Andrés Cerpa is the author of the poetry collection Bicycle in a Ransacked City: An Elegy (Alice James Books, January 15, 2019). A recipient of fellowships from the McDowell Colony and Canto Mundo, his work has appeared in Ploughshares, Poem-A-Day, the Kenyon Review, the Rumpus, Frontier Poetry, West Branch, Foundry Journal, Wildness and elsewhere.
On your nightstand now:
Girls Burn Brighter by Shobha Rao and Moon Woke Me Up Nine Times, selected poems of Bashō, translated by David Young.
In different ways these books pay attention to the world and are able to articulate that attention with precision. In so many of Rao's sentences I find myself on the other side of a trap door, surprised, fearful and in awe of the world I've been given.
Favorite book when you were a child:
My parents bought me a set of abridged classics for children. The set was wonderful, I had access to these grand and beautiful stories. I particularly loved my small A Tale of Two Cities.
Your top five authors:
Larry Levis
Franz Wright
James Wright
Elizabeth Bishop
Jack Gilbert
Book you've faked reading:
To Kill a Mockingbird. I'm sorry.
Book you're an evangelist for:
domina Un/blued by Ruth Ellen Kocher! I simply have never read a book like it. Kocher is absolutely brilliant, the depths of history and feeling that exist in those pages, and the language she forms to hold them, is remarkable and important.
Book you've bought for the cover:
The End by Fernanda Torres and Lighthead by Terrance Hayes.
Book you hid from your parents:
My own.
Book that changed your life:
The Selected Larry Levis. My first poetry teacher, Jeanne Murray Walker, gave me the book as a gift during my senior year of college. Since, Levis's work has nourished me in myriad ways. Not only was I astonished by the expansive imagination in the poems, I was, and continue to be, fascinated by Levis's development from book to book. I continually study his trajectory in an effort to move myself forward as a writer, poem by poem, book by book.
Favorite line from a book:
I'm going to cheat a bit on this question. My favorite lines are from the dedication page of East of Eden by John Steinbeck, which is addressed to his friend Pascal "Pat" Covici:
"Well, here's your box. Nearly everything I have is in it, and it is not full. Pain and excitement are in it, and feeling good or bad and evil thoughts and good thoughts--the pleasure of design and some despair and the indescribable joy of creation. And on top of these are all the gratitude and love I have for you. And still, the box is not full."

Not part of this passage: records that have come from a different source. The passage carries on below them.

PR #190, opened 2020-12-10
Implement my own ArrayList

Resci:


src/main/java/core/basesyntax/ArrayList.java
```diff
@@ -1,49 +1,116 @@
...
+        array[index + 1] = array[index];
+    }
+
+    private void moveLeft(int index) {
+        array[index - 1] = array[index];
+    }
+
+    private T[] grow() {
+        return array = Arrays.copyOf(array, (int) (array.length * 1.5));
     }
```
dmytro-hryhoruk, line 115:
```suggestion
    private void grow() {
         array = Arrays.copyOf(array, (int) (array.length * 1.5));
    }
```

src/main/java/core/basesyntax/ArrayList.java
```diff
@@ -1,49 +1,116 @@
...
+
+    public ArrayList() {
+        array = (T[]) new Object[DEFAULT_SIZE];
+    }
 
     @Override
     public void add(T value) {
-
+        if (array.length == size) {
+            array = grow();
```
dmytro-hryhoruk, line 18:
```suggestion
         grow();
```

src/main/java/core/basesyntax/ArrayList.java
```diff
@@ -1,49 +1,116 @@
...
+        }
+        array[size] = value;
+        size++;
```
dmytro-hryhoruk, line 21:
```suggestion
        array[size++] = value;
```

src/main/java/core/basesyntax/ArrayList.java
```diff
@@ -1,49 +1,116 @@
...
+            add(value);
+        } else if (index < 0 || index > size) {
+            throw new ArrayIndexOutOfBoundsException("Add element failed. Index out of bounds");
+        } else {
+            if (size == array.length) {
+                array = grow();
+            }
+            for (int i = size - 1; i >= index; i--) {
+                moveRight(i);
+            }
```
dmytro-hryhoruk, line 36: use System.arraycopy() method. Same in remove

dmytro-hryhoruk: Let's make checks in this order:
check index range(throw exception;
if index = size use add();
add by index  with shift of all elements;
Dont use else block after throw keyword. It's redundant

src/main/java/core/basesyntax/ArrayList.java
```diff
@@ -1,49 +1,116 @@
...
+        if (index < size && index >= 0) {
+            return array[index];
+        }
+        throw new ArrayIndexOutOfBoundsException("Getting element failed. Index out of bounds");
     }
 
     @Override
     public void set(T value, int index) {
-
+        if (index < size && index >= 0) {
```
dmytro-hryhoruk, line 61: let's make a boolean method(checkIndex) and use it in set(), remove(), get()

src/main/java/core/basesyntax/ArrayList.java
```diff
@@ -1,49 +1,116 @@
...
+        }
     }
 
     @Override
     public T remove(T t) {
-        return null;
+        for (int i = 0; i < size; i++) {
+            if (array[i] == t || (array[i] != null && array[i].equals(t))) {
+                remove(i);
+                return t;
```
dmytro-hryhoruk, line 89:
```suggestion
                return remove(i);
```

src/main/java/core/basesyntax/ArrayList.java
dmytro-hryhoruk: And let's use this order everywhere:
if(condition) {throw new Exception}
//rest part of the method

dmytro-hryhoruk (changes requested):

dmytro-hryhoruk (approved):

boroda4436 (approved):

PR #191, opened 2020-12-10
done

AleksandrPok:


src/main/java/core/basesyntax/ArrayList.java
```diff
@@ -1,49 +1,104 @@
...
+            grow();
+        }
+        array[size] = value;
+        size++;
     }
 
     @Override
     public void add(T value, int index) {
-
+        if (array.length == size) {
```
KseniiaMakarova, line 26: let’s also check the index - it should not be less than 0 or greater than size (it can be equal to size though)

src/main/java/core/basesyntax/ArrayList.java
```diff
@@ -1,49 +1,104 @@
...
+        System.arraycopy(array, index, array, index + 1, size - index);
+        array[index] = value;
+        size++;
     }
 
     @Override
     public void addAll(List<T> list) {
-
+        if (array.length < size + list.size()) {
+            grow();
```
KseniiaMakarova, line 37: there still will be capacity checks in add() method that you later use in for loop

src/main/java/core/basesyntax/ArrayList.java
```diff
@@ -1,49 +1,104 @@
...
+        }
+        addition(list);
     }
 
     @Override
     public T get(int index) {
-        return null;
+        if (index < size) {
```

Five books you'll never part with:
Walking to Martha's Vineyard by Franz Wright. After my father died this was the book I turned to. I am eternally grateful for its presence in my life.
The Selected Larry Levis.
The Mambo Kings Sing Songs of Love by Oscar Hijuelos. I read this on my grandparents' hammock in Puerto Rico. I remember thinking, there is so much life in this book, it holds a world.
Geography III by Elizabeth Bishop. Bishop builds a book that is at once absolutely clear and deeply mysterious in its construction.
Moments of the Italian Summer by James Wright. This book gives me hope for the future and fills me with gratitude.
Book you most want to read again for the first time:
Shall We Gather at the River by James Wright.
The most important books you teach:
These are the works that blow my college students away and have fed their writing and thinking in wonderful ways.
There Are More Beautiful Things Than Beyoncé by Morgan Parker, Citizen by Claudia Rankine, Virgin by Analicia Sotelo, We the Animals by Justin Torres, Look by Solmaz Sharif.